MATERIAL FOR THIS EXERCISE -
PR #674, opened 2024-11-10
feat: Add BeautifulSoupParser type alias

Pijukatel:
### Description

To avoid repeating same Literal definitions.

### Checklist

- [x] CI passed

### DIFF
--- a/src/crawlee/beautifulsoup_crawler/__init__.py
+++ b/src/crawlee/beautifulsoup_crawler/__init__.py
@@ -1,5 +1,5 @@
 try:
-    from ._beautifulsoup_crawler import BeautifulSoupCrawler
+    from ._beautifulsoup_crawler import BeautifulSoupCrawler, BeautifulSoupParser
     from ._beautifulsoup_crawling_context import BeautifulSoupCrawlingContext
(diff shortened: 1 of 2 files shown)


janbuchar (commented):
Sure, this makes sense. Could you consider reexporting the new type so that you can import it without accessing private subpackages?

Pijukatel:
> Sure, this makes sense. Could you consider reexporting the new type so that you can import it without accessing private subpackages?

Sure. Just a tiny question. What is the established practice here with __all__? I know it is for star imports, but do you put all stuff inside or just some selected top level stuff?

janbuchar:
You should include only names that are part of the "public interface" of the package in `__all__`.

vdusek:
I will also add that the `__all__` field is there primarily because some Python tooling uses it to discover the package's public interface.

janbuchar:
@Pijukatel And I will add this - it's a nice read: https://mkdocstrings.github.io/griffe/guide/users/recommendations/public-apis/

janbuchar (approved):
LGTM

vdusek (approved):
LGTM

PROBLEM TO WORK ON - An exact restatement of the data is required.

SOLUTION TO THIS TASK -
PR #674, opened 2024-11-10
feat: Add BeautifulSoupParser type alias

Pijukatel:
### Description

To avoid repeating same Literal definitions.

### Checklist

- [x] CI passed

### DIFF
--- a/src/crawlee/beautifulsoup_crawler/__init__.py
+++ b/src/crawlee/beautifulsoup_crawler/__init__.py
@@ -1,5 +1,5 @@
 try:
-    from ._beautifulsoup_crawler import BeautifulSoupCrawler
+    from ._beautifulsoup_crawler import BeautifulSoupCrawler, BeautifulSoupParser
     from ._beautifulsoup_crawling_context import BeautifulSoupCrawlingContext
(diff shortened: 1 of 2 files shown)


janbuchar (commented):
Sure, this makes sense. Could you consider reexporting the new type so that you can import it without accessing private subpackages?

Pijukatel:
> Sure, this makes sense. Could you consider reexporting the new type so that you can import it without accessing private subpackages?

Sure. Just a tiny question. What is the established practice here with __all__? I know it is for star imports, but do you put all stuff inside or just some selected top level stuff?

janbuchar:
You should include only names that are part of the "public interface" of the package in `__all__`.

vdusek:
I will also add that the `__all__` field is there primarily because some Python tooling uses it to discover the package's public interface.

janbuchar:
@Pijukatel And I will add this - it's a nice read: https://mkdocstrings.github.io/griffe/guide/users/recommendations/public-apis/

janbuchar (approved):
LGTM

vdusek (approved):
LGTM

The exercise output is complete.